Automotive Manufacturing Defect Detection AI

The situation before we got involved

Automotive manufacturing doesn't tolerate defects. A single faulty component reaching an assembly line downstream can halt production, trigger a warranty claim, or - in the worst case - end up in a recall that costs far more than the part was ever worth. Quality control at the stamping, casting, and machined-parts level is therefore not optional; the question is only how well it works.

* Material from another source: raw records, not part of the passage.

PR #594, opened 2024-05-05
added to the api a placeholder for hPutBuilder

BebeSparkelSparkel:
So that hPutBuilder can be used until #586  or similar is pulled.


Bodigrim:
@BebeSparkelSparkel what's the intention here, given that #586 is closed?

PR #595, opened 2024-05-17
allow template-haskell version 2.22

BebeSparkelSparkel:


Bodigrim (approved):
Since it is trivial, let me merge without a second review.

phadej:
I'm confused. GHC-9.10.1 ships with `th-2.22` and `text-2.1.1`. The https://hackage.haskell.org/package/text-2.1.1/revisions/ was applied two days ago. 

Did GHC ship with some unversioned commit of `text`?

Bodigrim:
Shipping unversioned commit would be more or less fine, it happens all the time, but GHC was apparently shipped with a commit completely missing from upstream repo, which is quite undesirable.

phadej:
By unversioned I meant "not in the version control system" (i.e. not *untagged*)

Issue #242, opened 2018-11-25
putStrLn doesn't work correctly with LineBuffering


domenkozar:
Which can result into 

```
pushing /nix/store/j2yzfcd4wli8lj5i6yvyg6h1sbvjr55i-glibc-2.27
pushing /nix/store/7jgadbmbxp4fz4c96qm154g8sq0y8398-ghc-8.4.3-docpushing /nix/store/vf475f9cg41h8dxz5g8i0mxvbbqpry36-attr-2.4.47

pushing /nix/store/fcyxw5aslw3a82p33x5lhckj0mr6g1s4-bash-4.4-p23
```

instead of 

```
pushing /nix/store/j2yzfcd4wli8lj5i6yvyg6h1sbvjr55i-glibc-2.27
pushing /nix/store/7jgadbmbxp4fz4c96qm154g8sq0y8398-ghc-8.4.3-doc
pushing /nix/store/vf475f9cg41h8dxz5g8i0mxvbbqpry36-attr-2.4.47
pushing /nix/store/fcyxw5aslw3a82p33x5lhckj0mr6g1s4-bash-4.4-p23
```

--- 

It's currently implemented as:

```haskell
hPutStrLn :: Handle -> Text -> IO ()
hPutStrLn h t = hPutStr h t >> hPutChar h '\n'
```

The naive approach is to append the newline at the end of `t`.

GHC's hPutStrLn handles [newline as special optimization](https://github.com/ghc/ghc/blob/43967c0c7d2d0110cfc5f9d64a7dab3a3dda8953/libraries/base/GHC/IO/Handle/Text.hs#L554), I wonder if the same could be implemented for  `Data.Text`.

Bodigrim:
I don't see an issue here: `hPutStrLn` does not advertise that it works atomically.

PR #600, opened 2024-05-29
Make putStrLn more atomic with line or block buffering

### LINKED ISSUE #442: `hPutStrLn` in multiple threads

Lysxia:
Fixes #442 and #242. Subsumes #592.

This imitates the behavior in base by making the newline part of the chunk.

### DIFF
--- a/src/Data/Text/IO.hs
+++ b/src/Data/Text/IO.hs
@@ -51,7 +51,7 @@ import qualified Control.Exception as E
 import Control.Monad (liftM2, when)
 import Data.IORef (readIORef, writeIORef)
 import qualified Data.Text as T
-import Data.Text.Internal.Fusion (stream)
+import Data.Text.Internal.Fusion (stream, streamLn)
 import Data.Text.Internal.Fusion.Types (Step(..), Stream(..))
 import Data.Text.Internal.IO (hGetLineWith, readChunk)
 import GHC.IO.Buffer (Buffer(..), BufferState(..), RawCharBuffer, CharBuffer,
@@ -174,13 +174,15 @@ hGetLine = hGetLineWith T.concat
 
 -- | Write a string to a handle.
 hPutStr :: Handle -> Text -> IO ()
+hPutStr h = hPutStr' h . stream
+
 -- This function is lifted almost verbatim from GHC.IO.Handle.Text.
-hPutStr h t = do
+hPutStr' :: Handle -> Stream Char -> IO ()
+hPutStr' h str = do
   (buffer_mode, nl) <-
        wantWritableHandle "hPutStr" h $ \h_ -> do
                      bmode <- getSpareBuffer h_
                      return (bmode, haOutputNL h_)
-  let str = stream t
   case buffer_mode of
      (NoBuffering, _)        -> hPutChars h str
      (LineBuffering, buf)    -> writeLines h nl buf str
@@ -276,7 +278,7 @@ commitBuffer hdl !raw !sz !count flush release =
 
 -- | Write a string to a handle, followed by a newline.
 hPutStrLn :: Handle -> Text -> IO ()
-hPutStrLn h t = hPutStr h t >> hPutChar h '\n'
+hPutStrLn h = hPutStr' h . streamLn
 
 -- | The 'interact' function takes a function of type @Text -> Text@
 -- as its argument. The entire input from the standard input device is
--- a/src/Data/Text/IO.hs
+++ b/src/Data/Text/IO.hs
@@ -45,24 +45,18 @@ module Data.Text.IO
 import Data.Text (Text)
 import Prelude hiding (appendFile, getContents, getLine, interact,
                        putStr, putStrLn, readFile, writeFile)
-import System.IO (Handle, IOMode(..), hPutChar, openFile, stdin, stdout,
+import System.IO (Handle, IOMode(..), openFile, stdin, stdout,
                   withFile)
 import qualified Control.Exception as E
 import Control.Monad (liftM2, when)
-import Data.IORef (readIORef, writeIORef)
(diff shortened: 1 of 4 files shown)


src/Data/Text/Internal/Fusion.hs
```diff
@@ -98,6 +99,33 @@ stream (Text arr off len) = Stream next off (betweenSize (len `shiftR` 2) len)
               _ -> U8.chr4 n0 n1 n2 n3
 {-# INLINE [0] stream #-}
 
+-- | /O(n)/ @'streamLn' t = 'stream' (t <> \'\\n\')@
+streamLn ::
```
Bodigrim, line 103: I know that it's an internal module, but let's add `@since` nevertheless please.

src/Data/Text/Lazy/IO.hs
```diff
@@ -129,11 +130,11 @@ hGetLine = hGetLineWith L.fromChunks
 
 -- | Write a string to a handle.
 hPutStr :: Handle -> Text -> IO ()
-hPutStr h = mapM_ (T.hPutStr h) . L.toChunks
+hPutStr h = T.hPutStr h . stream
 
 -- | Write a string to a handle, followed by a newline.
 hPutStrLn :: Handle -> Text -> IO ()
-hPutStrLn h t = hPutStr h t >> hPutChar h '\n'
+hPutStrLn h = hPutStr h . streamLn
```
Bodigrim, line 137: Sorry, I have limited brainpower at the moment. Could we go for a more conservative alternative is to leave `Lazy.hPutStr` unchanged and implement `Lazy.hPutStrLn` by `Strict.hPutStr` for all chunks except the last, which would be printed using `Strict.hPutStrLn`?

Lysxia: Done.

src/Data/Text/Internal/Fusion.hs
Lysxia: 2.1.2 right?

Bodigrim: Yeah, 2.1.2

src/Data/Text/Lazy/IO.hs
```diff
@@ -133,7 +133,9 @@ hPutStr h = mapM_ (T.hPutStr h) . L.toChunks
 
 -- | Write a string to a handle, followed by a newline.
 hPutStrLn :: Handle -> Text -> IO ()
-hPutStrLn h t = hPutStr h t >> hPutChar h '\n'
+hPutStrLn h Empty = hPutChar h '\n'
+hPutStrLn h (Chunk t Empty) = T.hPutStrLn h t  -- print the newline after the last chunk atomically
+hPutStrLn h (Chunk t ts) = T.hPutStr t >> hPutStrLn h ts
```
BebeSparkelSparkel, line 138: > I think a simpler way is to decompose `Text.hPutStr` into `\h -> Stream.hPutStr h . Text.stream` (for some `Stream.hPutStr :: Handle -> Stream Char -> IO ()`) so you get `Lazy.hPutStr h = Stream.hPutStr h . Lazy.stream`.

`hPutStr` and `hPutStrLn` are not using the `Stream.hPutStr` mentioned in #592 . This under utilizes the character buffer for block buffering. They should be defined with `hPutStream` from Fusion.

src/Data/Text/Internal/Fusion.hs
```diff
@@ -98,6 +99,35 @@ stream (Text arr off len) = Stream next off (betweenSize (len `shiftR` 2) len)
...
+#if defined(ASSERTS)
+  HasCallStack =>
+#endif
+  Text -> Stream Char
+streamLn (Text arr off len) = Stream next off (betweenSize (len `shiftR` 2) (len + 1))
+    where
+      !end = off+len
+      next !i
+          | i > end = Done
+          | i == end  = Yield '\n' (i + 1)
```
BebeSparkelSparkel, line 115: This is almost an exact copy of `stream`. A boolean argument `appendNewline` should be added so that there is not duplication.

src/Data/Text/IO.hs
```diff
@@ -174,13 +174,15 @@ hGetLine = hGetLineWith T.concat
 
 -- | Write a string to a handle.
 hPutStr :: Handle -> Text -> IO ()
+hPutStr h = hPutStr' h . stream
+
 -- This function is lifted almost verbatim from GHC.IO.Handle.Text.
-hPutStr h t = do
+hPutStr' :: Handle -> Stream Char -> IO ()
```
BebeSparkelSparkel, line 180: Move to Fusion or Fusion.IO and name `hPutStream`

BebeSparkelSparkel (changes requested):

src/Data/Text/Lazy/IO.hs
Lysxia: Oh yeah that was before Bodigrim asked me to submit a simpler version first https://github.com/haskell/text/pull/600#discussion_r1619495047

Bodigrim (approved):

Bodigrim:
Very nice!

domenkozar:
Thank you!

PR #603, opened 2024-06-03
use hPutStream for lazy hPutStr

BebeSparkelSparkel:


Lysxia:
You need to also add `Lazy.streamLn` for `putStrLn`, to not undo #600 (previous version of #600 that did this: https://github.com/haskell/text/compare/master...Lysxia:text:atomic-putStrLn-2#diff-edae5dcf8eddff52ec5d211ae61c79a2398da37f0798e3eb96a9207f3272c2e2R135)

Bodigrim:
What's the motivation for this change? Is it for performance?

Lysxia:
Yes, for performance, by avoiding duplicate work in accessing the `Handle` for every chunk. Also more atomicity: the current implementation makes one `Strict.hPutStr` call per chunk, this PR appends chunks together into one line/block buffer before committing them. It's a continuation of #592.

Bodigrim:
> Also more atomicity: the current implementation makes one `Strict.hPutStr` call per chunk, this PR appends chunks together into one line/block buffer before committing them.

This seems to defeat the purpose of lazy `Text`, no? We do not want to append chunks together, because it would cause excessive memory consumption.

Lysxia:
The idea is that the buffer is bounded. This only happens if the chunks are smaller than the block size determined by the buffering mode.

BebeSparkelSparkel:
> We do not want to append chunks together

There is no appending of chunks; only copying to a pre-allocated character buffer.

src/Data/Text/Internal/Lazy/Fusion.hs
```diff
@@ -47,14 +48,35 @@ stream ::
   HasCallStack =>
 #endif
   Text -> Stream Char
-stream text = Stream next (text :*: 0) unknownSize
+stream = stream' False
+{-# INLINE [0] stream #-}
+
+-- | /O(n)/ @'streamLn' t = 'stream' (t <> \'\\n\')@
+--
+-- @since ????
```
Bodigrim, line 56:
```suggestion
-- @since 2.1.2
```

Bodigrim (approved):

src/Data/Text/Lazy/IO.hs
```diff
@@ -129,13 +129,11 @@ hGetLine = hGetLineWith L.fromChunks
...
 hPutStr :: Handle -> Text -> IO ()
-hPutStr h = mapM_ (T.hPutStr h) . L.toChunks
+hPutStr h = hPutStream h . stream
 
 -- | Write a string to a handle, followed by a newline.
 hPutStrLn :: Handle -> Text -> IO ()
-hPutStrLn h Empty = hPutChar h '\n'
-hPutStrLn h (Chunk t Empty) = T.hPutStrLn h t  -- print the newline after the last chunk atomically
-hPutStrLn h (Chunk t ts) = T.hPutStr h t >> hPutStrLn h ts
+hPutStrLn h t = hPutStream h $ streamLn t
```
Lysxia, line 136:
```suggestion
hPutStrLn h = hPutStream h . streamLn
```

Lysxia (approved):

Bodigrim:
Thanks!

PR #608, opened 2024-08-08
Add Data.Text.show and Data.Text.Lazy.show

### LINKED ISSUE #183: Add tshow function

Lysxia:
Closes #183

### DIFF
--- a/src/Data/Text.hs
+++ b/src/Data/Text.hs
@@ -202,6 +202,9 @@ module Data.Text
     , zip
     , zipWith
 
+    -- * Showing values
+    , show
+
     -- -* Ordered text
     -- , sort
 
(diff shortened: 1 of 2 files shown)


Bodigrim (approved):

Bodigrim:
Awesome!

andreasabel:
Maybe this should have been in 2.2 rather 2.1.2. 
Formally it is ok to add a new function in a minor bump.
However, since `show` is in Prelude, everyone importing `Data.Text` unqualified will get breakage.
So maybe 2.2 would have been wiser...
- https://codeberg.org/valpackett/http-link-header/issues/1

Bodigrim:
It's abundantly obvious that importing `Data.Text` unqualified is unwise, because there dozens of clashes with `Prelude`, be it with `show` or without it.

Even in a hindsight, making it 2.2 would not save us any work: since `http-link-header` has no upper bounds at all, you'd still have to revise it... plus hundreds of innocent packages with `text < 2.2` atop of it.

andreasabel:
Yeah, I guess that's right.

For this Tier 1 supplier, that meant a team of visual inspectors stationed at the end of each production line, eyeballing roughly 60,000 units a day across eight lines. The process was manual, shift-dependent, and fatigued by hour four of a nine-hour run. The supplier's defect escape rate - the percentage of genuinely defective units that left the facility undetected - sat at around 2%. At production volume, that translated to 1,200 defective parts shipped every day.

Their OEM customers had started flagging it. Two recall events in eighteen months had damaged the relationship with their largest account. The plant manager knew the manual inspection process was the root cause and had already explored off-the-shelf machine vision systems, but nothing he'd seen could handle the variation in part geometry across their product range.

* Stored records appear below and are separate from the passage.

Issue #513, opened 2023-03-24
Don't use streams and fusion


oberblastmeister:
The documentation states

> Starting from @text-1.3@ fusion is no longer implicit

However, many functions still use `Stream` internally, even thought they would probably run a lot faster without it. It is much more efficient to work on the underlying bytes instead of decoding and encoding to and from UTF-32 through `Stream`. Some functions that use `Stream` include `cons`, `snoc`, and `isPrefix`.

Bodigrim:
I'm in favor. See also https://github.com/haskell/text/issues/510#issuecomment-1439123090 for non-streaming `fold`s.

oberblastmeister:
I think folds should still use `Stream`, the issue there is that `foldl` should be defined as
```haskell
foldl = S.foldr (flip f) z . streamReverse
```

PR #611, opened 2024-08-14
Implement Data.Text.unpack directly, without streaming

Bodigrim:
Related to our discussion with @rhendric at https://discourse.haskell.org/t/the-quest-to-completely-eradicate-string-awkwardness/10111/75?u=bodigrim, let's implement `Data.Text.unpack` directly via `iterArray` instead of streaming / unstreaming. My immediate goal is to simplify dependencies between modules of `text`, but I imagine that performance could get better as well.

### DIFF
--- a/benchmarks/haskell/Benchmarks/Pure.hs
+++ b/benchmarks/haskell/Benchmarks/Pure.hs
@@ -192,6 +192,10 @@ benchmark kind ~Env{..} =
             [ benchT   $ nf T.toUpper ta
             , benchTL  $ nf TL.toUpper tla
             ]
+        , bgroup "toTitle"
+            [ benchT   $ nf T.toTitle ta
+            , benchTL  $ nf TL.toTitle tla
+            ]
         , bgroup "uncons"
             [ benchT   $ nf T.uncons ta
             , benchTL  $ nf TL.uncons tla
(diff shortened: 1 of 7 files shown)


Bodigrim:
Thanks @rhendric, should be fixed now.

rhendric:
My comment wasn't about `toTitle` specifically, but about any function with a stream-based implementation. Modify `f1` and `f2` to use any other function implemented via `unstream`, and there's still a performance regression. Example:

```hs
f1 :: String -> String
f1 = T.unpack . T.scanl max '\0' . T.pack
{-# NOINLINE f1 #-}

f2 :: String -> String
f2 = unpack . T.scanl max '\0' . T.pack
{-# NOINLINE f2 #-}
```

```
benchmarking fusion/old
time                 836.4 ns   (832.7 ns .. 841.6 ns)
mean                 833.7 ns   (831.3 ns .. 837.1 ns)
std dev              9.667 ns   (6.892 ns .. 14.57 ns)

benchmarking fusion/new
time                 1.085 μs   (1.081 μs .. 1.092 μs)
mean                 1.094 μs   (1.087 μs .. 1.104 μs)
std dev              27.77 ns   (20.48 ns .. 45.82 ns)
variance introduced by outliers: 33% (moderately inflated)
```

Bodigrim:
@rhendric we are gradually rewriting all stream-based functions to their non-streaming counterparts. E. g., see `map` and `mapAccumL`. Unless you have a particularly long pipeline, non-streaming implementation is faster. If you happen to have a long transformation pipeline (to be honest, I know exactly zero use cases for `Data.Text.scanl`), you are welcome to use `Stream` explicitly. See https://github.com/haskell/text/issues/513 for some context.

rhendric:
Ah, okay then!

Lysxia (approved):

PR #617, opened 2024-10-15
Serialise Texts without going through ByteString

alexbiehl:
It has never been easier. Ever since text is using UTF-8 encoding internally we don't have to go through the intermediate ByteString step. However, we keep deserialisation as is to ensure proper UTF-8'ness.

### DIFF
--- a/tests/Tests/Properties/Instances.hs
+++ b/tests/Tests/Properties/Instances.hs
@@ -6,6 +6,7 @@ module Tests.Properties.Instances
     ( testInstances
     ) where
 
+import Data.Binary (encode, decodeOrFail)
 import Data.String (IsString(fromString))
 import Test.QuickCheck
 import Test.Tasty (TestTree, testGroup)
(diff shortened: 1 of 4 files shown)


Bodigrim:
@alexbiehl shall we do the same for lazy `Text`?

alexbiehl:
@Bodigrim I updated the PR.

alexbiehl:
I also added property tests for strict and lazy texts.

tests/Tests/Properties/Instances.hs
```diff
@@ -43,6 +44,16 @@ tl_mempty         = mempty === (unpackS (mempty :: TL.Text))
 t_IsString        = fromString  `eqP` (T.unpack . fromString)
 tl_IsString       = fromString  `eqP` (TL.unpack . fromString)
 
+t_Binary s        =
+  case decodeOrFail . encode $ T.pack s of
```
Bodigrim, line 48: Please use `instance Arbitrary Text` from `Tests.QuickCheckUtils`, it generates more "interesting" inputs than `T.pack` does. Same below for the lazy one.

alexbiehl: Done

tests/Tests/Properties/Instances.hs
```diff
@@ -43,6 +44,16 @@ tl_mempty         = mempty === (unpackS (mempty :: TL.Text))
 t_IsString        = fromString  `eqP` (T.unpack . fromString)
 tl_IsString       = fromString  `eqP` (TL.unpack . fromString)
 
+t_Binary s        =
+  case decodeOrFail . encode $ (s :: T.Text) of
+    Left _   -> counterexample (T.unpack s) (property False)
```
Lysxia, line 49:
```suggestion
    Left _   -> counterexample (show (T.unpack s)) (property False)
```

To not dump possible control characters on the terminal

Bodigrim (approved):

Bodigrim:
Thanks!

PR #627, opened 2025-03-03
Bump ghc-prim to accommodate 0.12

bgamari:
As this will be shipped with 9.12.2 per [GHC #25550](https://gitlab.haskell.org/ghc/ghc/-/issues/25550).


bgamari:
It appears that this bump has already been carried out in `master`.

PR #639, opened 2025-06-16
Fix stimes for strict text when size wraps around Int

### LINKED ISSUE #633: Bug in the new stimes size check
https://github.com/haskell/text/blob/1994b13fb873e94a5b9c492728ac000794f62f80/src/Data/Text.hs#L379-L385

It is possible to go `a` to `Int` to `a` losslessly but have a different numeric value than the `Int`. `Word` is the most common example of such a type.

So we currently get incorrect results. As an example,

```hs
  stimes (maxBound :: Word) "a"
-- ✅ fromIntegral (fromIntegral (maxBound :: Word) :: Int) == (maxBound :: Word)
= replicate (-1) "a"
= ""
```

Lysxia:
Fix #633


Bodigrim (approved):
Thanks!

"We weren't looking for a system that caught 90% of defects. Our OEM customers were already raising flags. We needed something that could genuinely replace a human inspector - across every part type, every shift, every line."

Why this was harder than it looked

Automated visual inspection sounds like a solved problem. Off-the-shelf systems exist. The challenge here was in the specifics - three things that ruled out every vendor solution we evaluated before committing to a custom build.

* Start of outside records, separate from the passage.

PR #640, opened 2025-06-16
test: Use temporary to deal with temp files

Lysxia:
To avoid flooding the current directory with temp files when testing.

### DIFF
--- a/.github/workflows/emulated.yml
+++ b/.github/workflows/emulated.yml
@@ -30,7 +30,7 @@ jobs:
         githubToken: ${{ github.token }}
         install: |
           apt-get update -y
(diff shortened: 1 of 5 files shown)


Bodigrim:
There is also https://hackage.haskell.org/package/temporary-1.3/docs/System-IO-Temp.html#v:emptySystemTempFile if it suits better.

Bodigrim:
https://github.com/haskell/text/blob/9f5a41a929dabd39b24af8d04b73b2b201afa5c0/.github/workflows/emulated.yml#L31-L33

Presumably this now needs also [`libghc-temporary-dev`](https://launchpad.net/ubuntu/plucky/+package/libghc-temporary-dev).

PR #649, opened 2025-07-31
Fix CRLF handling in IO functions

### LINKED ISSUE #648: CRLF with BlockBuffering not always correct
The following test case produces different results with `System.IO` and `Data.Text.IO`:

Part geometry variation across the product range

The supplier manufactured over 340 distinct part numbers across the eight lines. Each part has a different surface profile, reflectance characteristic, and set of acceptable defect tolerances. A surface scratch acceptable on a structural bracket is a rejection on a visible-face trim component. Any inspection system had to handle that variation in real time - not with a different setup for every SKU, but dynamically, based on what was running on the line at any given moment.

Line speed and latency constraints

Parts move through the inspection station at line speed. The system had a window of under 200 milliseconds per part to capture, process, and issue a rejection signal before the part moved past the pneumatic ejector mechanism. That is not enough time to send image data off-site, run inference in the cloud, and receive a result. Everything had to run at the edge.

Lighting and surface conditions

Stamped and cast metal parts have surfaces that are challenging for vision systems. Oil films from forming lubricants, heat-induced discolouration, and the transition between machined and as-cast faces all create false positive patterns that confuse models trained on clean training data. Getting the false positive rate low enough to avoid operator alert fatigue - while keeping the true defect detection rate high - required careful work on both the imaging setup and the training dataset.

How the system works

The production architecture runs across five stages, each refined significantly from the original specification as we encountered real factory conditions.

System Architecture - Production Simplified

Multi-Angle Image Capture

Each inspection station has 12 industrial cameras arranged in a fixed multi-angle rig - 4 top-down, 4 oblique at 45°, and 4 side-facing. All 12 cameras fire simultaneously on a trigger pulse tied to the conveyor encoder. This gives the model a complete surface scan of every part regardless of orientation on the belt.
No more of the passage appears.